Kamis 10 Aug 2023 20:06 WIB

Jenazah Muslim Dikubur dengan Peti Mati, Bagaimana Hukumnya?

Apakah jenazah seorang Muslim dibolehkan dikubur dengan peti mati?

Rep: Rahma Sulistya/ Red: Qommarria Rostanti
Pekerja dengan alat pelindung menurunkan peti mati korban Covid-19 ke kuburan untuk dimakamkan (ilustrasi). Bolehkah jenazah Muslim dikubur dengan peti mati?
Foto: AP/Achmad Ibrahim
Pekerja dengan alat pelindung menurunkan peti mati korban Covid-19 ke kuburan untuk dimakamkan (ilustrasi). Bolehkah jenazah Muslim dikubur dengan peti mati?

REPUBLIKA.CO.ID, JAKARTA -- Dari tanah, kembali ke tanah. Kalimat ini mungkin sering didengar oleh umat Islam, yang menggambarkan bahwa manusia yang tercipta dari tanah akan mengakhiri kehidupannya di liang lahat.

Ketika dikubur, jenazah Muslim diletakkan di liang kubur bersamaan dengan papan kayu dengan posisi agak miring. Posisi jenazah miring menghadap kiblat dengan tubuh yang ditopang papan kayu atau batu. Melihat tata cara ini, mungkin timbul pertanyaan, apakah artinya jenazah Muslim harus dikubur langsung di tanah? Apakah Muslim boleh dikubur dengan peti mati?

Baca Juga

Dilansir laman NU Online, pemakaman dengan peti mati hukumnya makruh karena termasuk bid’ah. Lain halnya jika kejadian seperti pandemi Covid-19, Majelis Ulama Indonesia (MUI) telah mengeluarkan fatwa membolehkan pemakaman dengan peti mati, itu pun dengan tata cara yang sudah dijelaskan MUI.

Di luar alasan khusus tersebut, para ulama memiliki pandangan berbeda. Ibnu Qudamah, seorang ahli fikih dan zuhud mengatakan, "Mengubur orang yang meninggal dalam peti mati adalah tercela karena belum pernah dilaporkan bahwa nabi atau salah seorang sahabatnya melakukan itu. Terlebih lagi, mengadopsi cara orang lain.
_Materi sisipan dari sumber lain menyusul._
PR #199, opened 2018-08-30
Added unicode catches for querylisting tile

obct537:


castle/cms/tiles/querylisting.py
```diff
@@ -269,7 +269,16 @@ def filter_pattern_config(self):
...
-        return json.dumps(config)
+        
+        out = '{}'
+        try:
+            out = json.dumps(config)
+        except UnicodeError:
+            try:
+                out = json.dumps(config, ensure_ascii=False)
+            except UnicodeError:
+                return '{}'
```
CorySanin: This is nitpicking, but this line could just set out to `{}` (or just `pass` maybe) and you'd only have one exit point. That's my only feedback.

PR #203, opened 2018-09-21
Updates for twitter embedding

lucid-0:


castle/cms/tiles/twittertimeline.py
```diff
@@ -11,40 +11,21 @@
 
 class TwitterTimelineTile(BaseTile):
     def render(self):
-        screenName = self.data.get('screenName', '')
+        self.screenName = self.data.get('screenName', '')
```
vangheem: `self.screenName`?

Doesn't seem to be assigning instance members on render.

If you need these in the template, you can do `view/data/screenName`

PR #208, opened 2018-09-29
cs/cas-358 fix startup permission warnings

CorySanin:
Get rid of some deprecated warnings when starting up Castle instance


vangheem:
@CorySanin can you rebase this please?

Tanah yang padat lebih baik untuk sisa-sisa tubuh". (Ibnu Qudamah dalam kitab Al-Mughni, vol. 2, hal. 503).

 

Laman Islam Web menuliskan, putusan yang normal adalah bahwa hal itu dilarang kecuali jika tanahnya lembap, gembur berair, atau adanya binatang buas yang akan menggalinya, maka hal itu diperbolehkan. Selain karena hal itu, penguburan di peti mati adalah tercela.

“Secara bulat disepakati bahwa penguburan dalam peti mati adalah tercela, karena itu menyimpang dari praktik yang benar, kecuali jika tanahnya lunak. Dalam hal ini, tidak tercela. Wasiat almarhum untuk dikubur dalam peti mati, jika ada, termasuk tidak boleh dilakukan kecuali dalam kasus tersebut”. (Al-Khatib dalam kitab al-Shirbini).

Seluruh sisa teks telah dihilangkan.